▶ **EXERCISE REQUIREMENTS**: Report all lines from the entries below in which "AutoFavoriteInfoPage" appears.

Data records

PR #839, opened 2026-04-23
refactor(auto-favorites): opt into recipe splitting via Weight group-by

skialpine:
## Summary
- PR #838 unconditionally split Auto-Favorites cards by (rounded dose, target yield) and changed the "X g to Y g" chip to read `yield_override` for every Group by mode. Users expected the four existing modes ("Bean only", "Profile only", "Bean + Profile", "Bean + Profile + Grinder") to keep collapsing shots the way they did before #838.
- This PR moves both behaviours behind a new fifth Group by option **"Bean + Profile + Grinder + Weight"**. The four existing options revert to their pre-#838 behaviour: no dose/yield splitting, and the chip falls back to the latest shot's `finalWeight`.
- Storage layer already had WIP for this (under the internal name `recipe`); the commit renames it to `weight` and wires the fifth option into the QML Group by combo + `getGroupByIncludes()`.
- No controller changes. `loadShotWithMetadata`'s `doseOverride` param and the queued `shotMetadataLoaded` emit from #838 are no-ops when `doseOverride` equals the shot's own dose (the non-weight case), so they stay in place and only do work in weight mode.

## Test plan
- [ ] Build in Qt Creator.
- [ ] Open Auto-Favorites → settings gear → Group by. Confirm the dropdown now lists five options; the new one is "Bean + Profile + Grinder + Weight".
- [ ] With any of the four existing options selected, confirm an 18 g → 36 g shot and an 18 g → 40 g shot on the same bean/profile/grinder share one card and the chip shows the latest shot's `finalWeight` (pre-#838 behaviour).
- [ ] With "Bean + Profile + Grinder + Weight" selected, confirm those same shots split into separate cards; 18.1 g and 18.2 g stay in the 18.0 g bucket while 18 g and 18.5 g split.
- [ ] Tap a card in weight mode and confirm DYE loads with the bucketed dose shown on the card.
- [ ] Tap a card in a non-weight mode and confirm DYE loads with the shot's saved dose (no regression vs pre-#838).
- [ ] Smoke-test `ShotHistoryPage`'s Load flow — still calls `loadShotWithMetadata(shotId)` with no override and should behave identically.

### DIFF
--- a/qml/pages/AutoFavoriteInfoPage.qml
+++ b/qml/pages/AutoFavoriteInfoPage.qml
@@ -18,6 +18,8 @@ Page {
     property string grinderBrand: ""
     property string grinderModel: ""
     property string grinderSetting: ""
+    property real doseBucket: 0
+    property real yieldOverride: 0
     property int avgEnjoyment: 0
     property int shotCount: 0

▶ **PROBLEM SOLUTION**:
--- a/qml/pages/AutoFavoriteInfoPage.qml
+++ b/qml/pages/AutoFavoriteInfoPage.qml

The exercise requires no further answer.